United States

Stock surrender and repurchase transaction lacked economic substance

Taxpayer scheme to avoid compensation income disallowed


The two business owner-employees involved in Austin v. Commissioner, T.C. Memo. 2017-69 sought to avoid tax on the vesting of their stock compensation. The Tax Court agreed with the IRS’ assertion that each employee had taxable income of about $45.7 million at the time their stock vested. Their efforts to avoid tax on this income were ineffective, and they were subject to a penalty due to their negligent failure to report the income.

Stock compensation vesting

An employee receiving stock as compensation is not immediately taxed on the receipt if the stock is subject to a “substantial risk of forfeiture” under the rules of section 83 of the Tax Code.  A condition of continued employment may constitute a substantial risk for forfeiture. Each business co-owner in the Austin case held his stock subject to a provision that he would forfeit 50 percent of its value if he voluntarily terminated their employment. This provision had a five year term and expired in 2004.

The stock therefore “vested” in 2004 (i.e., the rights to the stock were no longer contingent). About $45.7 million (nearly all of the value) of each co-owner’s shares exceeded his tax basis in the shares and represented taxable compensation income to him.

Stock surrender and repurchase

A few months after the co-owners’ stock vested in 2004, each co-owner entered into a surrender and repurchase agreement with the corporation. Each individual would surrender their existing shares and simultaneously repurchase shares in exchange for a promissory note. The repurchased shares were identical to the surrendered shares.

The purposes of the stock surrender and repurchase transaction was to avoid both taxable compensation income on the vested stock, and the resulting income tax and employment tax. The Tax court held that there were two reasons the arrangement did not achieve this purpose. First, the taxable compensation income was triggered before the arrangement was put in place. Second, the arrangement lacked economic substance.  

Taxable compensation income was triggered before the stock surrender and repurchase arrangement was put in place

The co-owners stock vested in January 2004. The stock surrender and repurchase arrangement was put into place in March 2004. The Tax Court found that because taxable compensation was received at vesting in January 2004, the March 2004 agreements could not change this tax result.
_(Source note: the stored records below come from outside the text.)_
PR #1955, opened 2026-08-25
fix(log): stop calling an injection that sent bytes an empty result

### LINKED ISSUE #1954: deja log calls an injection that sent 501 bytes an empty result
A session start on a checkout with no sessions of its own still injects the environment block — the "this machine keeps hitting X" list. That injection is logged with `empty: true`, because the flag means "no project sessions went into this", and `deja log` renders that flag as `(empty result)`:

```
2026-08-26 00:26  hook           501 B  (empty result)
```

The same line says 501 bytes were injected and that the result was empty. A person reading their own log to see whether memory is working reads the second half.

The event itself is right, and the two other readers of it disagree about what it means:

```
usage log   {"t":"…","kind":"hook","bytes":501,"empty":true}
Totals      injections=1 injectedBytes=501 injectedSessions=0
Impact      injections=0 servedBytes=0
```

`Impact` skips it deliberately and says why in a comment — counting it made "N session starts began with project memory" claim memory that was not there. That is sound: the block is about the machine, not the project. `deja log` is the surface that is wrong, because it is reporting on the injection rather than on project memory, and 501 bytes did go out.

Mechanical half: the mark must not contradict the bytes on its own line — `(empty result)` belongs on an event that served nothing.

Wording half, and yours: an injection that carried the environment block and no project sessions is a real thing a person might want named, not just unmarked. If it deserves a word of its own on that line, it is your word, not mine.

Reproduced with `seedWalls(t, index.FrictionMinSessions)` plus `runHookContext`; snapshot in the hunt notes.

vshulcz:
Fixes #1954 — the mechanical half. The wording half is left for you there.

A session start on a checkout with no sessions of its own still injects the environment block. The event is logged `empty` because no project session went into it, and `deja log` turned that flag into a mark beside the bytes the block sent:

```
2026-08-26 00:26  hook           501 B  (empty result)
```

The flag is right; the sentence is not. Three readers of that one event, before this:

```
Totals   injections=1 injectedBytes=501 injectedSessions=0
Impact   injections=0 servedBytes=0      (skipped on purpose, comment says why)
deja log 501 B (empty result)
```

`Impact` is right to skip it — the block is about the machine, not the project, and counting it made "N session starts began with project memory" claim memory that was not there. `deja log` reports on the injection itself, and 501 bytes did go out, so the mark now follows the bytes: an event that served nothing keeps it, an event that served something does not.

`Event.Empty` had no comment saying which of the two it meant, and `json-output.md` said "an answer that found nothing". Both say what it is now.

One existing fixture changed: `log_test.go` recorded a recall of 42 bytes with `empty: true`, a shape no caller writes — a recall that found nothing serves nothing. It records a real empty recall and still asserts the mark.

Still yours, from the issue: an injection carrying the environment block and no project sessions may deserve a word of its own on that line rather than no mark at all. That word is yours.

### DIFF
--- a/cmd/deja/log.go
+++ b/cmd/deja/log.go
@@ -78,7 +78,11 @@ func runLogTo(w io.Writer, dir string, args []string) error {
 	}
 	for _, e := range events {
 		mark := ""
-		if e.Empty {
+		// Empty means no session went into the event, not that nothing was
+		// served: a session start on a checkout with no sessions of its own
+		// still injects the environment block, and marking that row put
+		// "(empty result)" beside the bytes it sent (#1954).
+		if e.Empty && e.Bytes == 0 {
 			mark = "  (empty result)"
 		}
 		sess := ""
--- a/cmd/deja/log.go
+++ b/cmd/deja/log.go
@@ -78,11 +78,7 @@ func runLogTo(w io.Writer, dir string, args []string) error {
 	}
 	for _, e := range events {
 		mark := ""
-		// Empty means no session went into the event, not that nothing was
-		// served: a session start on a checkout with no sessions of its own
-		// still injects the environment block, and marking that row put
-		// "(empty result)" beside the bytes it sent (#1954).
-		if e.Empty && e.Bytes == 0 {
+		if e.FoundNothing() {
 			mark = "  (empty result)"
 		}
 		sess := ""
--- a/cmd/deja/log_empty_test.go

The stock surrender and repurchase arrangement lacked economic substance

Further, the court held that even had the March surrender timely addressed the vesting concern, the scheme lacked econoimic substance with no business purpose for the surrender and repurchase other than tax avoidance or profit motive. The court applied the economic substance case law – the Tax Code now contains an economic substance rule, but the transaction at issue predates the statutory rule, so case law governed this issue.

The court applied the two-part economic substance test set out in Rice’s Toyota World, Inc. v. Commissioner, 752 F.2d 89 (4th Cir. 1985). The first part involved subjective determination of whether the taxpayers were motivated by no business purpose other than obtaining tax benefits when arranging the surrender and immediate repurchase of their shares. The court found here that the taxpayers’ agreements did not support a valid business purpose and the transaction was solely motivated for the purpose to avoid federal taxes.

The second part of the economic substance test involved an objective determination of whether a reasonable possibility of profit form the transaction existed apart from tax benefits. In essence, the question was whether the co-owners had a reasonable possibility of profiting from the surrender of their shares for zero consideration. Each co-owner surrendered shares he owned free and clear, and repurchased identical shares from the corporation in exchange for a promissory note. The court found that no rational person would incur over $41 million of indebtedness to acquire stock that they already owned; thus, the transaction lacked any reasonable possibility of profit.

Since the court found that the stock surrender and repurchase transaction lacked economic substance under both the subjective and objective tests, it held that the transaction lacked economic substance and should not be given its intended tax avoidance effect.  


The taxpayers here attempted to avoid taxable compensation income though a transaction the Tax Court found ineffective both because it was too late and because it lacked economic substance. As a result, the taxpayers face liability for tax and penalties.

There are straightforward lessons to learn from this case. One is to address potential tax issues before expiration of contract rights or entry into a transaction. Another is that transactions undertaken solely to achieve tax benefits should be approached cautiously if at all. To put these principles into practice, taxpayers should consult with their tax advisors.